Seperti dilansir Kyodo, Rabu (22/7), suhu tertinggi tercatat di Kota Tajimi, Prefektur Gifu, yang mencapai 40,3 derajat Celsius. Sementara itu, Kota Toyoda di Prefektur Aichi mencatat suhu 40,1 derajat Celsius dan Kota Gujo di Prefektur Gifu mencapai tepat 40 derajat Celsius.

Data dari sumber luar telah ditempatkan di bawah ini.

PR #1908, opened 2023-03-14
feat(passport): login screen with logged in user

### LINKED ISSUE #1759: feat(passport): Login screen with logged-in user
To enhance the user experience as well as work around issues as noted in #1692, the login screen should be enhanced to show the currently logged in user in addition to the options to log in with another account. This should be the new default behaviour, that replaces the auto-login behaviour that we have today. This is equivalent to `prompt=select_account`.

This new default behaviour should be overridable by the developer to do auto-login by using the `prompt=none` in the `/authorize` call

- [ ] Implement the V1 Figma design in https://www.figma.com/file/EqUEbCGHGnZXDMSUbrxhX7/Kubelt?node-id=8567%3A21023&t=nNneSVPy9uyx4VUJ-0. *Note:* This ticket does NOT implement V2 design.
- [ ] Make `prompt=select_account` and `prompt=none` work as described above.

Image

Cosmin-Parvulescu:
# Description

- Closes #1759

## Type of change

# How Has This Been Tested?

Painfully

### DIFF
--- a/apps/passport/app/routes/connect/apple/callback.ts
+++ b/apps/passport/app/routes/connect/apple/callback.ts
@@ -84,7 +84,7 @@ export const loader: LoaderFunction = async ({ request, context }) => {
     context.traceSpan
   )
   const account = await addressClient.resolveAccount.query({
-    jwt: await getJWTConditionallyFromSession(request, context.env),
+    jwt: await getJWTConditionallyFromSession(request, context.env, appData?.clientId),
     force: !appData || appData.prompt !== 'login',
   })
   const current = await addressClient.getOAuthData.query()
--- a/apps/passport/app/routes/connect/apple/callback.ts
+++ b/apps/passport/app/routes/connect/apple/callback.ts
@@ -85,6 +85,7 @@ export const loader: LoaderFunction = async ({ request, context }) => {
   )
   const account = await addressClient.resolveAccount.query({
     jwt: await getJWTConditionallyFromSession(request, context.env),
+    force: !appData || appData.prompt !== 'login',
   })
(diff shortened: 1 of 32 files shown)


apps/passport/app/routes/connect/apple/callback.ts
```diff
@@ -84,7 +84,8 @@ export const loader: LoaderFunction = async ({ request, context }) => {
     context.traceSpan
   )
   const account = await addressClient.resolveAccount.query({
-    jwt: await getJWTConditionallyFromSession(request, context.env),
+    jwt: await getJWTConditionallyFromSession(request, context.env, appData?.clientId),
+    force: !appData || appData.prompt !== 'login',
```
maurerbot, line 88: what are we doing with this force login?

Cosmin-Parvulescu: `resolveAccount` was hooked for
A - creating new accounts if no jwt present
B - linking to existing account if jwt present

So this force tells `resolveAccount` to created a new account even if jwt is present. `login` is the prompt that gets sent by the account connection flow.

maurerbot: running through the scenarios 
1. jwt present could mean either 
A) we are in a link address flow which is determined by 'login' prompt
B) we have a session (rollup or last) and we are switching to a new one

we want to determin if it's A or B 

2. no jwt present so def a new acct

maurerbot: we will revist this when connect flow in in passport

maurerbot (approved):

PR #1921, opened 2023-03-15
fix(passport): fix passport image panel on small screens

### LINKED ISSUE #1901: fix(passport): fix passport image panel on small screens
Maybe use bg image. solution should allow for develoeprs to set full width/height images in future.

Image

Cosmin-Parvulescu:
# Description

- Closes #1901 

## Type of change

# How Has This Been Tested?

https://user-images.githubusercontent.com/635806/225310459-fc8865a2-199b-49ff-8770-4918a1df7531.mov

### DIFF
--- a/apps/passport/app/components/authentication/Authentication.tsx
+++ b/apps/passport/app/components/authentication/Authentication.tsx
@@ -19,7 +19,7 @@ export function Authentication({
   return (
     <div
       className={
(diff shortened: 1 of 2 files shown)


Cosmin-Parvulescu:
This would be with the background property:
image

Would need to find a way to add the padding from the design if that's a necessity.

maurerbot (approved):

Istilah kokushobi mulai digunakan sejak April lalu. Sebelumnya, Badan Meteorologi Jepang hanya menggunakan istilah moshobi atau "hari sangat panas" untuk suhu 35 derajat Celsius atau lebih. Kini, hari dengan suhu mencapai 40 derajat Celsius diberi kategori tersendiri guna meningkatkan kewaspadaan masyarakat.

Badan Meteorologi Jepang memperkirakan suhu tinggi masih akan terus melanda banyak wilayah mulai Rabu dan beberapa hari ke depan. Masyarakat diimbau membatasi aktivitas luar ruangan, menjaga asupan cairan, dan mewaspadai risiko sengatan panas (heatstroke).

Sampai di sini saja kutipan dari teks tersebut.